Varios de los hombres del Círculo Carmesí se levantan, con los puños apretados, una mirada amenazante en sus ojos, pero Silas solo sonríe con desdén, sin inmutarse, y se acomoda en su silla, aún observándome con ese brillo de diversión en sus ojos. Está confiado, incluso arrogante. Y, mientras se aleja, siento una extraña mezcla de ira e inquietud asentarse en mi estómago. Rara vez hay hombres jóvenes como él en estas reuniones—hombres que entran como si fueran dueños de la sala.

Pero entonces el aire cambia de nuevo, más frío esta vez, y levanto la vista.

Una figura se encuentra en la puerta, enmarcada por la sombra, más alta y de alguna manera más oscura que las demás. Los hombres del Círculo Carmesí se enderezan, la tensión se tensa mientras se giran para enfrentarlo. Es como si retrocedieran, como si supieran el peligro que trae consigo.

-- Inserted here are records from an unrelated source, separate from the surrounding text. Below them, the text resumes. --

Issue #225, opened 2024-11-03
Store pop income


wvpm:
Pops gain income from various sources. The income per source is used in tooltips. Tooltips only show todays income.
Sources include:

- paychecks from RGO or factory work
- paychecks from RGO or factory ownership
- income from selling artisanal production
- unemployment subsidies
- pensions
- government salary (administration, education and/or military)
- one time income from event or decision
- loan interest (not enabled in Victoria 2, but could be enabled in OpenVic as a game option or mod configuration)

Relevant file: https://github.com/OpenVicProject/OpenVic-Simulation/blob/master/src/openvic-simulation/pop/Pop.hpp & the .cpp

Tasks:

- [x] Create a method that accepts RGO worker income (`Pop::add_rgo_worker_income`)
- [x] Create a method that accepts RGO owner income (`Pop::add_rgo_owner_income`)
- [ ] Create a method that accepts artisanal income
- [ ] Create a method that accepts factory worker income
- [ ] Create a method that accepts factory owner income
- [ ] Create a method that accepts unemployment subsidies
- [ ] Create a method that accepts pensions
- [ ] Create a method that accepts government salary from administration
- [ ] Create a method that accepts government salary from education
- [ ] Create a method that accepts government salary from military
- [ ] Create a method that accepts income from event/decision
- [ ] Create a method that accepts loan interest payments
- [ ] For each above method, store the income and its source for 1 day tick. (So it starts counting from 0 every day.) Note methods can be called multiple times in 1 day, so sum the income per source.
- [ ] Store the income from all sources in the `income` property.

Below is an image of how Victoria 2 uses the tooltips. Note that the Victoria 2 groups certain types together that OpenVic might keep separate, hence the separate methods.
![{12A2ED07-9033-4E9E-865F-8463FE505194}](https://github.com/user-attachments/assets/bf0a8958-9ac5-4676-913a-1f5775cf8abf)

PR #233, opened 2024-11-15
Added stores for pop Income solves #225

Fxrmillan:
I added the stores directly to the pop type. I thought of creating an object for them but worried it would hurt performance. I also considered making them a single array but worried that might hurt readability. For the clear_income_per_source() function, I wasn't sure how to get it to trigger every tick, and I'm not sure creating new fixed_point objects would be the most efficient approach. One idea I had was to zero out the sources by subtracting them from themselves, but I was worried that would cause problems since the economy is parallelized.

### DIFF
--- a/src/openvic-simulation/pop/Pop.cpp
+++ b/src/openvic-simulation/pop/Pop.cpp
@@ -1,5 +1,6 @@
+#define KEEP_DO_FOR_ALL_TYPES_OF_INCOME
 #include "Pop.hpp"
-
+#undef KEEP_DO_FOR_ALL_TYPES_OF_INCOME
 #include "openvic-simulation/country/CountryDefinition.hpp"
 #include "openvic-simulation/country/CountryInstance.hpp"
 #include "openvic-simulation/defines/Define.hpp"
@@ -44,6 +45,11 @@ Pop::Pop(PopBase const& pop_base, decltype(ideologies)::keys_t const& ideology_k
 	life_needs_fulfilled { 0 },
 	everyday_needs_fulfilled { 0 },
 	luxury_needs_fulfilled { 0 },
+	#define INITALIZE_POP_INCOME_STORES(name)\
+		name { 0 },
+
+	DO_FOR_ALL_TYPES_OF_POP_INCOME(INITALIZE_POP_INCOME_STORES)
+	#undef INITALIZE_POP_INCOME_STORES
 	max_supported_regiments { 0 } {}
 
 void Pop::setup_pop_test_values(IssueManager const& issue_manager) {
@@ -159,9 +165,23 @@ void Pop::update_gamestate(
 	}
 }
 
-//TODO store income
-void Pop::add_rgo_owner_income(const fixed_point_t income) {}
-void Pop::add_rgo_worker_income(const fixed_point_t income) {}
+#define DEFINE_ADD_INCOME_FUNCTIONS(name)\
+	void Pop::add_##name(const fixed_point_t pop_income){\
+		name += pop_income;\
+		income += pop_income;\
+	}
+
+DO_FOR_ALL_TYPES_OF_POP_INCOME(DEFINE_ADD_INCOME_FUNCTIONS)
+#undef DEFINE_ADD_INCOME_FUNCTIONS
+
+#define SET_ALL_INCOME_TO_ZERO(name)\
+	name = fixed_point_t::_0();
+
+void Pop::clear_all_income(){
+	DO_FOR_ALL_TYPES_OF_POP_INCOME(SET_ALL_INCOME_TO_ZERO)
+	#undef DO_FOR_ALL_TYPES_OF_POP_INCOME
+	#undef SET_ALL_INCOME_TO_ZERO
+}
 
 Strata::Strata(std::string_view new_identifier) : HasIdentifier { new_identifier } {}
 
--- a/src/openvic-simulation/pop/Pop.hpp
+++ b/src/openvic-simulation/pop/Pop.hpp
@@ -49,6 +49,26 @@ namespace OpenVic {
 		);
 	};
 
+	#define DO_FOR_ALL_TYPES_OF_POP_INCOME(F)\
+		F(rgo_owner_income)\
+		F(rgo_worker_income)\
+		F(artisanal_income)\
+		F(factory_worker_income)\
+		F(factory_owner_income)\
+		F(unemployment_subsidies)\
+		F(pensions)\
+		F(government_salary_administration)\
+		F(government_salary_education)\
+		F(government_salary_military)\
+		F(event_and_decision_income)\
+		F(loan_interest_payments)
+	
+	#define DECLARE_POP_INCOME_STORES(income_type)\
+		fixed_point_t PROPERTY(income_type); 
+	
+	#define DECLARE_POP_INCOME_STORE_FUNCTIONS(name)\
+		void add_##name(const fixed_point_t pop_income);
+
 	/* REQUIREMENTS:
 	 * POP-18, POP-19, POP-20, POP-21, POP-34, POP-35, POP-36, POP-37
 	 */
@@ -84,6 +104,9 @@ namespace OpenVic {
 		fixed_point_t PROPERTY(everyday_needs_fulfilled);
 		fixed_point_t PROPERTY(luxury_needs_fulfilled);
 
+		DO_FOR_ALL_TYPES_OF_POP_INCOME(DECLARE_POP_INCOME_STORES);
+		#undef DECLARE_POP_INCOME_STORES
+		
 		size_t PROPERTY(max_supported_regiments);
 
 		Pop(PopBase const& pop_base, decltype(ideologies)::keys_t const& ideology_keys);
@@ -104,8 +127,10 @@ namespace OpenVic {
 			const fixed_point_t pop_size_per_regiment_multiplier
 		);
 
-		void add_rgo_owner_income(const fixed_point_t income);
-		void add_rgo_worker_income(const fixed_point_t income);
+		DO_FOR_ALL_TYPES_OF_POP_INCOME(DECLARE_POP_INCOME_STORE_FUNCTIONS)
+		#undef DECLARE_POP_INCOME_STORE_FUNCTIONS
+		void clear_all_income();
+
 	};
 
 	struct Strata : HasIdentifier {
@@ -346,3 +371,6 @@ namespace OpenVic {
 		bool parse_scripts(DefinitionManager const& definition_manager);
 	};
 }
+#ifndef KEEP_DO_FOR_ALL_TYPES_OF_INCOME 
+	#undef DO_FOR_ALL_TYPES_OF_POP_INCOME
+#endif


wvpm:
Don't worry about "creating new fixed_point objects", think of them as integers.

src/openvic-simulation/pop/Pop.cpp
```diff
@@ -44,7 +44,17 @@ Pop::Pop(PopBase const& pop_base, decltype(ideologies)::keys_t const& ideology_k
...
 	luxury_needs_fulfilled { 0 },
-	max_supported_regiments { 0 } {}
+	max_supported_regiments { 0 },
+	artisanal_income{ 0 },
+	factory_worker_income{ 0 },
+	factory_owner_income{ 0 },
+	unemployment_subsidies_income{ 0 },
+	pensions_income{ 0 },
+	government_salary_administration_income{ 0 },
+    government_salary_education_income{ 0 },
```
wvpm, line 54: Please add a tab here and a space before the { for the new properties.

src/openvic-simulation/pop/Pop.cpp
```diff
@@ -162,6 +172,59 @@ void Pop::update_gamestate(
 //TODO store income
 void Pop::add_rgo_owner_income(const fixed_point_t income) {}
 void Pop::add_rgo_worker_income(const fixed_point_t income) {}
+//adds income to the temporary stores and then to general income store
```
wvpm, line 175: No need for this comment. The code is clear enough.

src/openvic-simulation/pop/Pop.cpp
```diff
@@ -162,6 +172,59 @@ void Pop::update_gamestate(
 //TODO store income
```
wvpm, line 172: Edit the 2 methods below to store the income just like the new methods do.

src/openvic-simulation/pop/Pop.cpp
```diff
@@ -162,6 +172,59 @@ void Pop::update_gamestate(
...
+}
+void Pop::add_factory_worker_income(const fixed_point_t income){
+	this->factory_worker_income += income;
+	this->income += income;
+}
+void Pop::add_factory_owner_income(const fixed_point_t income){
+	this->factory_owner_income += income;
+	this->income += income;
+}
+void Pop::add_unemployment_subsidies_income(const fixed_point_t income){
```
wvpm, line 188: I'd drop the _income for unemployment_subsidies, pensions and government_salary.

src/openvic-simulation/pop/Pop.cpp
```diff
@@ -162,6 +172,59 @@ void Pop::update_gamestate(
...
+void Pop::add_event_and_decision_income(const fixed_point_t income){
+	this->event_and_decision_income += income;
+	this->income += income;
+}
+void Pop::add_loan_interest_payments(const fixed_point_t income){
+	this->loan_interest_payments += income;
+	this->income += income;
+}
+void Pop::clear_income_per_source(){ //resets all of the seprate stores
+	this->artisanal_income = fixed_point_t(0);
```
wvpm, line 217: No need for `this->` anywhere.

src/openvic-simulation/pop/Pop.hpp
```diff
@@ -83,6 +83,22 @@ namespace OpenVic {
...
+		fixed_point_t PROPERTY(factory_worker_income);
+		fixed_point_t PROPERTY(factory_owner_income);
+		fixed_point_t PROPERTY(unemployment_subsidies_income);
+		fixed_point_t PROPERTY(pensions_income);
+		fixed_point_t PROPERTY(government_salary_administration_income);
+		fixed_point_t PROPERTY(government_salary_education_income);
+		fixed_point_t PROPERTY(government_salary_military_income);
+		fixed_point_t PROPERTY(event_and_decision_income);
+		fixed_point_t PROPERTY(loan_interest_payments);
+
```
wvpm, line 96: No need for new lines here.

src/openvic-simulation/pop/Pop.cpp
```diff
@@ -162,6 +172,59 @@ void Pop::update_gamestate(
...
+}
+void Pop::add_event_and_decision_income(const fixed_point_t income){
+	this->event_and_decision_income += income;
+	this->income += income;
+}
+void Pop::add_loan_interest_payments(const fixed_point_t income){
+	this->loan_interest_payments += income;
+	this->income += income;
+}
+void Pop::clear_income_per_source(){ //resets all of the seprate stores
```
wvpm, line 216: `clear_income_sources` or `clear_all_income` would be a better name than "per source".
"per source" sounds like it expects a source as parameter.

Also the code is clear enough, so no need for comment.

src/openvic-simulation/pop/Pop.cpp
```diff
@@ -162,6 +172,59 @@ void Pop::update_gamestate(
...
+}
+void Pop::add_government_salary_administration_income(const fixed_point_t income){
+	this->government_salary_administration_income += income;
+	this->income += income;
+}
+void Pop::add_government_salary_education_income(const fixed_point_t income){
+	this->government_salary_education_income += income;
+	this->income += income;
+}
+void Pop::add_government_salary_military_income(const fixed_point_t income){
```
wvpm, line 204: These are a lot of very similar methods. If you want, you can refactor them using a macro.
A macro is basically build in code generation.

wvpm (changes requested):
add_rgo_owner_income & add_rgo_worker_income are still empty.

src/openvic-simulation/pop/Pop.cpp
```diff
@@ -162,6 +172,59 @@ void Pop::update_gamestate(
 //TODO store income
 void Pop::add_rgo_owner_income(const fixed_point_t income) {}
 void Pop::add_rgo_worker_income(const fixed_point_t income) {}
+//adds income to the temporary stores and then to general income store
+void Pop::add_artisanal_income(const fixed_point_t income){
+	artisanal_income += income;
+	this->income += income;
```
Hop311, line 178: In all of these income adding functions, change the argument's name to something other than `income` so there's no risk of clash with the `Pop`'s `income` member variable, and then remove all the `this->`s which will no longer be necessary

src/openvic-simulation/pop/Pop.cpp
```diff
@@ -162,6 +172,59 @@ void Pop::update_gamestate(
...
+}
+void Pop::add_loan_interest_payments(const fixed_point_t income){
+	this->loan_interest_payments += income;
+	this->income += income;
+}
+void Pop::clear_income_per_source(){ //resets all of the seprate stores
+	this->artisanal_income = fixed_point_t(0);
+	this->factory_worker_income = fixed_point_t(0);
+	this->factory_owner_income = fixed_point_t(0);
```
Hop311, line 219: Replace all uses of `fixed_point_t(0)` with `fixed_point_t::_0()`, using a fixed constant rather than going through the normal constructor

src/openvic-simulation/pop/Pop.hpp
Hop311: Following the style of the repo, there should never be more than a single blank line regardless of the context

src/openvic-simulation/pop/Pop.cpp
Hop311: Very good idea, could also be used in the variable and function declarations to streamline the whole process. We can discuss this tomorrow if you want any guidance on it 🙂

Hop311 (commented):
Great work, I left a couple comments on top of General's review, but we can get this all worked out easily tomorrow and get this merged within the next 18 hours 👍

src/openvic-simulation/pop/Pop.cpp
wvpm: `amount` for example

Fxrmillan:
I was struggling with some of the namespace access for the macros so please feel free to correct me if I put them in an Unoptimal spot

src/openvic-simulation/pop/Pop.hpp
```diff
@@ -49,6 +49,26 @@ namespace OpenVic {
...
+		F(government_salary_education)\
+		F(government_salary_military)\
+		F(event_and_decision_income)\
+		F(loan_interest_payments)
+	
+	#define DECLARE_POP_INCOME_STORES(income_type)\
+		fixed_point_t PROPERTY(income_type); 
+	
+	#define DECLARE_POP_INCOME_STORE_FUNCTIONS(name)\
+		void add_##name(const fixed_point_t income);
```
wvpm, line 70:
```suggestion
		void add_##name(const fixed_point_t amount);
```

src/openvic-simulation/pop/Pop.cpp
```diff
@@ -159,9 +164,22 @@ void Pop::update_gamestate(
...
+		income += popIncome;\
+	}
+
+DO_FOR_ALL_TYPES_OF_POP_INCOME(DEFINE_ADD_INCOME_FUNCTIONS)
+#undef DEFINE_ADD_INCOME_FUNCTIONS
+
+#define SET_ALL_INCOME_TO_ZERO(name)\
+	name = fixed_point_t::_0();
+
+void Pop::clear_all_income(){ //resets all of the seprate stores
```
wvpm, line 179: No need for a comment. The code is clear.

src/openvic-simulation/pop/Pop.cpp
```diff
@@ -159,9 +164,22 @@ void Pop::update_gamestate(
 	}
 }
 
-//TODO store income
-void Pop::add_rgo_owner_income(const fixed_point_t income) {}
-void Pop::add_rgo_worker_income(const fixed_point_t income) {}
+#define DEFINE_ADD_INCOME_FUNCTIONS(name)\
+	void Pop::add_##name(const fixed_point_t popIncome){\
```
wvpm, line 168: It's best practice to match parameter names in the .hpp
For the compiler it's fine, for a human reader it can be confusing.

wvpm (dismissed):
Nice work

wvpm (dismissed):

Spartan322 (changes requested):
This needs to be squashed

src/openvic-simulation/pop/Pop.hpp
```diff
@@ -346,3 +371,6 @@ namespace OpenVic {
 		bool parse_scripts(DefinitionManager const& definition_manager);
 	};
 }
+#ifndef DO_FOR_ALL_TYPES_OF_POP_INCOME
```
Hop311, line 374: The define for keeping this macro needs to have a different name from the macro, otherwise it gets overwritten by the macro (producing a compiler warning but still working) and then doesn't get undefined since `#ifndef DO_FOR_ALL_TYPES_OF_INCOME` always fails.
Change it to `KEEP_DO_FOR_ALL_TYPES_OF_INCOME` here and at the top of the cpp file

src/openvic-simulation/pop/Pop.cpp
```diff
@@ -159,9 +165,22 @@ void Pop::update_gamestate(
...
+
+DO_FOR_ALL_TYPES_OF_POP_INCOME(DEFINE_ADD_INCOME_FUNCTIONS)
+#undef DEFINE_ADD_INCOME_FUNCTIONS
+
+#define SET_ALL_INCOME_TO_ZERO(name)\
+	name = fixed_point_t::_0();
+
+void Pop::clear_all_income(){
+	DO_FOR_ALL_TYPES_OF_POP_INCOME(SET_ALL_INCOME_TO_ZERO)
+	#undef DO_FOR_ALL_TYPES_OF_POP_INCOME
```
Hop311, line 182: Add this as well:
```cpp
#undef SET_ALL_INCOME_TO_ZERO
```

src/openvic-simulation/pop/Pop.hpp
```diff
@@ -84,6 +104,9 @@ namespace OpenVic {
 		fixed_point_t PROPERTY(everyday_needs_fulfilled);
 		fixed_point_t PROPERTY(luxury_needs_fulfilled);
 
+		DO_FOR_ALL_TYPES_OF_POP_INCOME(DECLARE_POP_INCOME_STORES);
+		#undef DEFINE_INCOME_TYPES
```
Hop311, line 108: Should be:
```suggestion
		#undef DECLARE_POP_INCOME_STORES
```

src/openvic-simulation/pop/Pop.hpp
```diff
@@ -104,8 +127,10 @@ namespace OpenVic {
 			const fixed_point_t pop_size_per_regiment_multiplier
 		);
 
-		void add_rgo_owner_income(const fixed_point_t income);
-		void add_rgo_worker_income(const fixed_point_t income);
+		DO_FOR_ALL_TYPES_OF_POP_INCOME(DECLARE_POP_INCOME_STORE_FUNCTIONS)
+		#undef DECLARE_POP_INCOME_ADD_FUNCTIONS
```
Hop311, line 131: Should be: 
```suggestion
		#undef DECLARE_POP_INCOME_STORE_FUNCTIONS
```

Hop311 (commented):
Some final comments + squashing the PR into a single commit, then we'll be ready to merge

Y entonces escucho su nombre.

—Jaxon Steele.

El nombre apenas se pronuncia, pero el efecto se siente en toda la sala. Me quedo quieta, mi pulso revoloteando mientras lo veo acercarse, cada movimiento calculado, como si estuviera acechando en lugar de caminando. Es alto, al menos seis pies cuatro, con cabello castaño oscuro que cae un poco sobre su frente, un poco de barba sombreando su mandíbula. Tatuajes cubren casi cada centímetro de piel visible—sus brazos, su cuello, incluso las líneas tenues que puedo ver bajo su cuello, insinuando más tinta sobre su pecho y espalda. El traje negro que lleva está perfectamente ajustado, enfatizando cada corte de músculo, cada línea de fuerza. Es una obra maestra de violencia, contenida lo suficiente como para ser confundida con un hombre.

Mientras avanza, los hombres del Círculo Carmesí se interponen en su camino, su ira destellando, los puños apretados. Están murmurando amenazas, gruñendo insultos, exigiendo saber qué hace aquí. Pero apenas los mira, sus ojos de un gris acerado, planos y sin emoción.

Una mirada de él—una mirada fría y silenciosa—y ellos retroceden, rompiendo el contacto visual, la rabia disminuyendo en precaución. Jaxon Steele apenas los reconoce mientras continúa, sus ojos recorriendo la sala hasta que, finalmente, se posan en mí.

El escalofrío se profundiza, erizándome la piel mientras me observa, su mirada plana, inescrutable. Pero el mensaje es claro: no dudaría en matarme, en matar a cualquiera aquí, si la reunión toma un giro equivocado.

Aprieto mis manos, obligándome a sostener su mirada, a fingir que no me afecta el peso de su atención. Pero mientras su mirada se endurece, no puedo sacudirme la sensación de que algo ya ha salido mal—y que, pase lo que pase a continuación, no hay forma de detenerlo.